Dataset entries
Issue #88, opened 2024-05-16
[Java][C] sliced RecordBatch offset info is lost when imported from c-data


hellishfire:
### Describe the bug, including details regarding any error messages, version, and platform.

Reproduced on latest arrow release (16.0)

When importing a sliced RecordBatch from c to java

On c side:
```
auto sliced_record_batch = original_record_batch->Slice(/*offset=*/8, /*length=*/2);
arrow::ExportRecordBatch(sliced_record_batch, arrow_array_ptr);
```

On java side:
```
ArrowArray arrowArray = ArrowArray.allocateNew(allocator);
Data.importIntoVectorSchemaRoot(allocator, arrowArray, vectorSchemaRoot, null);
```

The imported vectorSchemaRoot maintains the correct length(which is 2), but the offset info (which is 8) is not respected, hence the content of the imported vectorSchemaRoot points to the first 2 rows of the original_record_batch, while the desired content is sliced_record_batch.

I'm not familiar with arrow code, but it seems that the offset info is actually present in org.apache.arrow.c.ArrowArray.Snapshot, but org.apache.arrow.c.ArrayImporter ignores the offset in org.apache.arrow.c.ArrayImporter.doImport(ArrowArray.Snapshot)

### Component(s)

Java

PR #705, opened 2025-04-07
GH-704: Fix initialization of offset buffer when exporting VarChar vectors through C Data Interface

### LINKED ISSUE #704: Offset buffer contains garbled data when exporting empty string arrays from Java

https://github.com/apache/arrow/pull/40043 fixes exporting empty string arrays by exporting a non-empty offset buffer. However, the offset buffer is not properly initialized. The first byte of the offset buffer may not be 0 and causes weird errors on the importing side. See https://github.com/apache/datafusion-comet/issues/1615 for a issue of datafusion-comet caused by this.

This may also relates to https://github.com/apache/arrow-java/issues/88. https://github.com/apache/arrow/pull/40043 introduces a bug that corrupts the offset buffer before reading.

Kontinuation:
## What's Changed

This patch fixes the initialization of offset buffers when exporting variable width arrays through Arrow C Data Interface. The original code incorrectly mess up with the member `this.offsetBuffer` while we should actually initialize the newly allocated offsetBuffer. I think the diff itself will be quite self-explanatory.

Closes #704 and probably #88 .

### DIFF
--- a/c/src/test/java/org/apache/arrow/c/RoundtripTest.java
+++ b/c/src/test/java/org/apache/arrow/c/RoundtripTest.java
@@ -79,7 +79,6 @@ import org.apache.arrow.vector.UInt8Vector;
 import org.apache.arrow.vector.ValueVector;
 import org.apache.arrow.vector.VarBinaryVector;
 import org.apache.arrow.vector.VarCharVector;
-import org.apache.arrow.vector.VariableWidthVector;
 import org.apache.arrow.vector.VectorSchemaRoot;
 import org.apache.arrow.vector.ViewVarBinaryVector;
 import org.apache.arrow.vector.ViewVarCharVector;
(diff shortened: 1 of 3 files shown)


c/src/test/java/org/apache/arrow/c/RoundtripTest.java
```diff
@@ -77,6 +79,7 @@
 import org.apache.arrow.vector.ValueVector;
 import org.apache.arrow.vector.VarBinaryVector;
 import org.apache.arrow.vector.VarCharVector;
+import org.apache.arrow.vector.VariableWidthVector;
```
lidavidm, line 82: Unintentional import? This is failing the build

lidavidm (approved):

c/src/test/java/org/apache/arrow/c/RoundtripTest.java
Kontinuation: Fixed. Other test failures seems to be unrelated to this PR.

lidavidm (approved):

PR #707, opened 2025-04-10
GH-709: Correct length calculation of value buffers of variable-sized arrays

### LINKED ISSUE #74: [Java] Handle `offset` field from `ArrowArray` when `BufferImportTypeVisitor` imports offset buffer

This bug is found during debugging the issue https://github.com/apache/datafusion-comet/issues/540.

We found that some string arrays' offsets are out of the range of their value buffer. I.e., a string array's value buffer is only 147456 bytes, but the offsets of the last string is (294894, 294912).

The string is output from DataFusion aggregation operator `AggregateExec`. When producing the output batch, the operator will possibly slice the output batch if it is larger than a configured size. The slice of a string array in arrow-rs, keeps original value buffer and moves the pointer of offset buffer so it is a zero-copy slice.

During `importOffsets` call in `BufferImportTypeVisitor`, the slice of offset can be imported correctly as it uses the moved pointer and calculates the offset buffer correctly.

But when it goes to import value buffer, it calculates the capacity of it by using the difference between imported last offset and first offset. Because the imported offsets are from the slice, the calculated capacity is only for the certain slice of the value buffer.

For example, the original string array's value buffer is 346536 bytes, last offset is 346536. We take a slice of 8192 strings from it. The slice array's last offset is 294912 but the value buffer is the same (346536 bytes).

When `BufferImportTypeVisitor` imports the slice, the imported offsets are [147456, ..., 294912]. It calculates the length of value buffer is `294912 - 147456 = 147456`. But actually the length of value buffer is 346536.

Obviously the offsets are now out of range of the incorrect value buffer size 147456.

To be clear, the source of the issue comes from https://github.com/apache/arrow-rs/issues/5896 where it exports moved pointer of offer buffer of a slice of string array. Instead, we should use `offset` field in `ArrowArray` for it. We are going to fix it in arrow-rs for that.

But actually seems either ArrayImporter or `BufferImportTypeVisitor` also doesn't consider `offset` in `ArrowArray`.

### Component(s)

Java

### LINKED ISSUE #709: Accessing values from imported 'C data interface' array can result in out of bounds reads

Apache Datafusion creates variable-sized binary arrays whose first offset value into the value buffer is not `0`. When importing these into the Java implementation via the C data interface, `BufferImportTypeVisitor` calculates the size of the value buffer as `offsets[<last>] - offsets[0]`. In the case where `offsets[0] != 0` this results in a too small value for the capacity of the value buffer. When attempting to access the last value in the value buffer, this results in an out of bounds exception

pepijnve:
## What's Changed

For variable-size binary layout arrays, BufferImportTypeVisitor currently derives the length of the value buffer by calculating the difference between the last and first offset. When the first offset is not zero, this is actually incorrect and leads to out of bounds errors when attempting to read values from the imported array.

Instead, BufferImportTypeVisitor should simply use the last offset value as the length of the value buffer. This PR makes that change.

Just FYI, I bumped into this issue when attempting to import an array originating from DataFusion. A test query of the form `SELECT column1 FROM VALUES ('a'), ('b'), ('c'), ('d') LIMIT 2 OFFSET 1;` returns a slice of the full set of values. The values buffer contains all the original values, and the offsets buffer contains 1 and 2 as values to handle the offset from the query.

Closes #709 .

### DIFF
--- a/c/src/main/java/org/apache/arrow/c/BufferImportTypeVisitor.java
+++ b/c/src/main/java/org/apache/arrow/c/BufferImportTypeVisitor.java
@@ -228,9 +228,8 @@ class BufferImportTypeVisitor implements ArrowType.ArrowTypeVisitor<List<ArrowBu
           type,
           start,
           end);
-      final int len = end - start;
       offsets.getReferenceManager().retain();
-      return Arrays.asList(maybeImportBitmap(type), offsets, importData(type, len));
+      return Arrays.asList(maybeImportBitmap(type), offsets, importData(type, end));
     }
   }
 
@@ -279,9 +278,8 @@ class BufferImportTypeVisitor implements ArrowType.ArrowTypeVisitor<List<ArrowBu
           type,
           start,
           end);
-      final long len = end - start;
       offsets.getReferenceManager().retain();
-      return Arrays.asList(maybeImportBitmap(type), offsets, importData(type, len));
+      return Arrays.asList(maybeImportBitmap(type), offsets, importData(type, end));
     }
   }
 
@@ -296,9 +294,8 @@ class BufferImportTypeVisitor implements ArrowType.ArrowTypeVisitor<List<ArrowBu
           type,
           start,
           end);
-      final int len = end - start;
       offsets.getReferenceManager().retain();
-      return Arrays.asList(maybeImportBitmap(type), offsets, importData(type, len));
+      return Arrays.asList(maybeImportBitmap(type), offsets, importData(type, end));
     }
   }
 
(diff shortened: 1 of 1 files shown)


lidavidm:
arrow-java doesn't support slicing in general, so for offset-based arrays, other code downstream may not work properly if the first offset is nonzero. I think the longer term fix is to either detect this and copy or decide to properly implement slicing. That said fixing an out-of-bounds is always good.

lidavidm (approved):
LGTM.

Do you mind opening a new issue to link this PR to? The original issue has more discussion. In particular I think the cross-language integration tests need to be improved to cover this case

pepijnve:
I've created a new issue and update the summary and description of this PR.

PR #711, opened 2025-04-14
MINOR: Don't uninstall Flatbuffers in CI

lidavidm:
## What's Changed

There is no more need after
https://github.com/apache/arrow/commit/32641ecfd97e302ea8119b1147d77aced96d097b

### DIFF
--- a/.github/workflows/rc.yml
+++ b/.github/workflows/rc.yml
@@ -261,11 +261,6 @@ jobs:
           # bundled Protobuf.
           brew uninstall protobuf
 
-          # We need Flatbuffers 24, not the latest version
-          # Homebrew does not offer older versions, so remove the Homebrew
-          # package and rely on Arrow using a bundled version instead
-          brew uninstall flatbuffers
-
           brew bundle --file=Brewfile
       - name: Prepare ccache
         run: |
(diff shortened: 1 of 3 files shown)


.github/workflows/rc.yml
```diff
@@ -281,6 +276,7 @@ jobs:
           set -e
           # make brew Java available to CMake
           export JAVA_HOME=$(brew --prefix openjdk@11)/libexec/openjdk.jdk/Contents/Home
+          export ARROW_BUILD_TESTS=OFF
```
lidavidm, line 279: I disabled this

(1) we're not running the tests in CI anyways, so we might as well save some time
(2) they fail to build currently due to whatever Boost/Homebrew just did

kou: How about disabling tests by default?

```diff
diff --git a/ci/scripts/jni_macos_build.sh b/ci/scripts/jni_macos_build.sh
index 65b255e2..f7543b6f 100755
--- a/ci/scripts/jni_macos_build.sh
+++ b/ci/scripts/jni_macos_build.sh
@@ -61,7 +61,7 @@ github_actions_group_begin "Building Arrow C++ libraries"
 install_dir="${build_dir}/cpp-install"
 : "${ARROW_ACERO:=ON}"
 export ARROW_ACERO
-: "${ARROW_BUILD_TESTS:=ON}"
+: "${ARROW_BUILD_TESTS:=OFF}"
 export ARROW_BUILD_TESTS
 : "${ARROW_DATASET:=ON}"
 export ARROW_DATASET
```

kou (approved):
+1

• _Task instructions_
The first line of the entries, the line with "Reproduced on latest arrow release (16.0)", and every line between them should be retyped exactly, and nothing else.

• _Output below_
Issue #88, opened 2024-05-16
[Java][C] sliced RecordBatch offset info is lost when imported from c-data


hellishfire:
### Describe the bug, including details regarding any error messages, version, and platform.

Reproduced on latest arrow release (16.0)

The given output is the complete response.